If you have $5,000 you aren’t using right away, and you don’t want to invest that money in a brokerage account, then you may be inclined to put it into a CD — especially now, with rates being more generous. But CD rates also have the potential to keep climbing in the coming months.
The Federal Reserve is not done implementing interest rate hikes. Rather, it intends to keep moving forward with them until the rate of inflation drops substantially. As such, if you put all of your money into a one-year CD right now, you’ll lose out on the chance to capitalize if CD rates increase two, three, or four months down the line.
That’s why a better bet is to employ a strategy called laddering. It involves splitting your money into different CDs with different maturity dates.

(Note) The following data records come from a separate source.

PR #1097, opened 2016-06-04
Set error string in get_parameter_information_string() and fix SMath wrapper : fixes #1096

### LINKED ISSUE #1096: a858417 follow-up: use CoolProp::set_error_string() instead of returning error string in get_parameter_information_string()
Previously, get_parameter_information_string() used to return its error string in its result buffer. This was the case long ago, at least since 9299cb8e073bef6254815ed2e49db096be555ca8.

This is a problem in wrappers:
some of them (like SMath) detect error return code (0) and ignore the returned buffer contents;
others (like Julia by @JonWel ) seem to ignore the returned code, but instead always return the buffer contents, thus disallowing programmatic detection of the error.

The proposal is to follow the practice of using CoolProp::set_error_string() for that. If a wrapper still needs the previous behaviour, then it may use get_global_param_string("errstring").

mikekaganski:


src/CoolPropLib.cpp
```diff
@@ -101,99 +101,101 @@ double convert_from_SI_to_kSI(long iInput, double value)
 }
 
 EXPORT_CODE long CONVENTION redirect_stdout(const char* file){
+    fpu_reset_guard guard;
     FILE *fp = freopen(file, "a+", stdout);
-    reset_fpu();
```
mikekaganski: Actually, I don't know why fpu resetting is required here. Does freopen() do floating-point math?

ibell: No, that should be fine to remove the reset_fpu() call

src/CoolPropLib.cpp
```diff
@@ -18,27 +18,27 @@
...
+    throw CoolProp::ValueError("Buffer size is too small");
 }
 
 // In Microsoft Excel, they seem to check the FPU exception bits and error out because of it.  
 // By calling the _clearfp(), we can reset these bits, and not get the error
 // See also http://stackoverflow.com/questions/11685441/floating-point-error-when-calling-dll-function-from-vba/27336496#27336496
 // See also http://stackoverflow.com/questions/16849009/in-linux-do-there-exist-functions-similar-to-clearfp-and-statusfp for linux and OSX
-void reset_fpu()
-{
+struct fpu_reset_guard{
```
ibell: I like what you did here with turning the call into a class where the destructor is fired at the end.

wrappers/SMath/coolprop_wrapper/install.bat.template
```diff
@@ -1,4 +1,4 @@
 
 set VERSION=${COOLPROP_VERSION}
-xcopy %VERSION% %AppData%\SMath\extensions\plugins\2be8d14b-ba62-4002-a959-9e5dad905310\%VERSION%\ /S
-xcopy config.ini %AppData%\SMath\extensions\plugins\2be8d14b-ba62-4002-a959-9e5dad905310\config.ini
\ No newline at end of file
+xcopy %VERSION% %AppData%\SMath\extensions\plugins\ca92ef03-c7da-4888-98ad-528482733e2f\%VERSION%\ /S
```
mikekaganski: I definitely did...

ibell: Ah yes, sorry my apologies.  BTW, why did you change the GUID?

mikekaganski: Oh, that's because it's the GUID that is used in downstream SMath repo, and it's now much more widely used, so I think it's good to standardise on one. Otherwise SMath complains that they are incompatible

PR #1117, opened 2016-06-09
Correct AbstractState_set_binary_interaction_double in shared library

JonWel:
See comments in c16a4b6


ibell:
Thanks, looks good!

PR #1132, opened 2016-06-22
Cubic calc_molar_mass, closes #1124

### LINKED ISSUE #1124: Mass-based properties don't work for cubic backends
```python
import CoolProp.CoolProp as CP, numpy as np, matplotlib.pyplot as plt

for fluid in ['PROPANE']:
    Ts = np.linspace(100, 290)
    rhoL = CP.PropsSI('D','T',Ts,'Q',0,'REFPROP::'+fluid)
    rhoL_PR = CP.PropsSI('D','T',Ts,'Q',0,'PR::'+fluid)
    rhoL_SRK = CP.PropsSI('D','T',Ts,'Q',0,'SRK::'+fluid)
    plt.plot(Ts, rhoL, label = 'REFPROP')
    plt.plot(Ts, rhoL_PR, label = 'PR')
    plt.plot(Ts, rhoL_SRK, label = 'SRK')
plt.legend()
plt.show()
```

JonWel:
Implement `calc_molar_mass()` for the cubic backend.

### DIFF
--- a/src/Backends/Cubics/CubicBackend.h
+++ b/src/Backends/Cubics/CubicBackend.h
@@ -31,6 +31,7 @@ class CubicResidualHelmholtz;
 class AbstractCubicBackend : public HelmholtzEOSMixtureBackend  {
 protected:
     shared_ptr<AbstractCubic> cubic;
+    std::vector<CubicLibrary::CubicsValues> components; ///< The components that are in use
 public:
 	
 	/// Set the pointer to the residual helmholtz class, etc.
@@ -157,6 +158,8 @@ public:
     
     /// Cubic backend flashes for PQ, and QT
     void saturation(CoolProp::input_pairs inputs);
+
+    CoolPropDbl calc_molar_mass(void);
     
     void set_binary_interaction_double(const std::size_t i1, const std::size_t i2, const std::string &parameter, const double value);
     double get_binary_interaction_double(const std::size_t i1, const std::size_t i2, const std::string &parameter);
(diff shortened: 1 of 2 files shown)


src/Backends/Cubics/CubicBackend.h
```diff
@@ -31,6 +31,7 @@ class CubicResidualHelmholtz;
 class AbstractCubicBackend : public HelmholtzEOSMixtureBackend  {
 protected:
     shared_ptr<AbstractCubic> cubic;
+    std::vector<CubicLibrary::CubicsValues> components; ///< The components that are in use
```
JonWel: In `HelmholtzEOSMixtureBackend` components is of type `std::vector<CoolPropFluid>`.
The two types are not compatible, for example, in `CoolPropFluid` molar mass is called by `components[i].molar_mass()`, whereas in the cubic it is `components[i].molemass`.
This also explain the need to a new cubic `calc_molar_mass()` definition.

src/Backends/Cubics/CubicBackend.h
```diff
@@ -200,11 +203,12 @@ class SRKBackend : public AbstractCubicBackend  {
                bool generate_SatL_and_SatV = true){
         std::vector<double> Tc, pc, acentric;
         N = fluid_identifiers.size();
+        components.resize(N);
         for (std::size_t i = 0; i < fluid_identifiers.size(); ++i){
-            CubicLibrary::CubicsValues val = CubicLibrary::get_cubic_values(fluid_identifiers[i]);
-            Tc.push_back(val.Tc);
-            pc.push_back(val.pc);
-            acentric.push_back(val.acentric);
+            components[i] = CubicLibrary::get_cubic_values(fluid_identifiers[i]);
```
JonWel: Storing the values here to use them in `calc_molar_mass()`.

ibell: Looks good.  It would be perhaps a good idea to write a common setter function for Tc, pc, acentric for both of the cubic backends in the AbstractCubicBackend.  For now this is fine...

PR #1134, opened 2016-06-22
Export specify_phase() to the library, closes #1133

### LINKED ISSUE #1133: Export specify_phase in the shared library
I would like to export the function `specify_phase()` and `unspecify_phase()` in the shared library.

The `unspecify_phase()` is quite straightforward.

For the `specify_phase()`, I see different possibilities.

1. Two functions `specify_phase_liquid()` and `specify_phase_gas()`.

So, let’s say you have $5,000 to work with and your bank has a minimum $1,000 deposit for CDs. You can split that $5,000 into four separate batches of $1,250. You can then put your first $1,250 into a one-year CD today, but then wait a couple of months to tie up your next $1,250. That way, if CD rates rise during that time, you won’t get stuck with a lower interest rate on all of your money.
Plus, when you ladder your CDs, they come due at different times. And that gives you access to your money at different times, which is a good thing.
CDs are appealing right now because they’re finally paying more money. But don’t rush to throw all of your spare cash into a CD. Instead, consider employing a strategy that could allow you to snag a higher rate of return on your money — and walk away wealthier in the process.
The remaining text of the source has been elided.